(DATA EXTRACT Opens)
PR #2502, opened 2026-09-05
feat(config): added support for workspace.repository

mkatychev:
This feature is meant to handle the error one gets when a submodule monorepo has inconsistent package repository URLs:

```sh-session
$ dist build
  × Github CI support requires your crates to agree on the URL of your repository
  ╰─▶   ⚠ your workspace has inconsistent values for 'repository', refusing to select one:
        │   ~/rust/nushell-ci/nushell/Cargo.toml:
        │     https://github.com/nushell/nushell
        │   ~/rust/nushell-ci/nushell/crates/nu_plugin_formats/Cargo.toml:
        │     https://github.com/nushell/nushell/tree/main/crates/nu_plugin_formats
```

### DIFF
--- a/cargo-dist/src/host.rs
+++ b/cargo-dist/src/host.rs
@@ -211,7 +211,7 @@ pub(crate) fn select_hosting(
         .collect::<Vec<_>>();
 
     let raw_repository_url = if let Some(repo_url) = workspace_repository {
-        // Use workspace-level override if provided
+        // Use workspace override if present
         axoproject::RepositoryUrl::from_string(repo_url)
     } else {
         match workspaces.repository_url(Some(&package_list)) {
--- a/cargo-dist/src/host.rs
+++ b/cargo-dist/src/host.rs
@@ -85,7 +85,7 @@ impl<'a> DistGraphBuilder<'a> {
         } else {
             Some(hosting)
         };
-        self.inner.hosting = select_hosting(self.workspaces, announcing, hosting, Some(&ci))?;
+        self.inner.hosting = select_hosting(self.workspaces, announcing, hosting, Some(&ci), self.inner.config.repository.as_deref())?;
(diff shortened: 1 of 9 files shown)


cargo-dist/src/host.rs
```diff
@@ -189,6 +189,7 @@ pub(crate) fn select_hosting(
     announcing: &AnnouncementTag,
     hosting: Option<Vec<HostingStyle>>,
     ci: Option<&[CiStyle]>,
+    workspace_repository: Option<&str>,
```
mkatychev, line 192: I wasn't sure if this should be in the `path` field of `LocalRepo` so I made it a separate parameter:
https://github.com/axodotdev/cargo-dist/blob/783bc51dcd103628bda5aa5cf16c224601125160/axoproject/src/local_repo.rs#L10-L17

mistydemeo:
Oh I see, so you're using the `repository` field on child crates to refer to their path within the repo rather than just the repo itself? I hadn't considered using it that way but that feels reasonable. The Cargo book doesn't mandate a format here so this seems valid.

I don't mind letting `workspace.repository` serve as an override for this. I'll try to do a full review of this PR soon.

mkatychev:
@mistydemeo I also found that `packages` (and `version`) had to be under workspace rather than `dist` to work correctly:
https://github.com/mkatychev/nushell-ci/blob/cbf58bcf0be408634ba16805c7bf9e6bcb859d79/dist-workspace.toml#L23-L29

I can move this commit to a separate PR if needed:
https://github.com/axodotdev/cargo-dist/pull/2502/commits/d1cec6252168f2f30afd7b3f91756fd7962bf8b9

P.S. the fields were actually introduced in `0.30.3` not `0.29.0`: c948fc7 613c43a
(DATA EXTRACT Closes)
(DATA EXTRACT Opens)
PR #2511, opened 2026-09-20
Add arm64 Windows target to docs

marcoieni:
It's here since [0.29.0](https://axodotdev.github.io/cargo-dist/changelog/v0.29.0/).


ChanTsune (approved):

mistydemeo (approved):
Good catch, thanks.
(DATA EXTRACT Closes)
YOUR OBJECTIVE :: The string to find is "axoproject"; copy every line of the listing that has it.

RESPONSE AREA ::
         axoproject::RepositoryUrl::from_string(repo_url)
https://github.com/axodotdev/cargo-dist/blob/783bc51dcd103628bda5aa5cf16c224601125160/axoproject/src/local_repo.rs#L10-L17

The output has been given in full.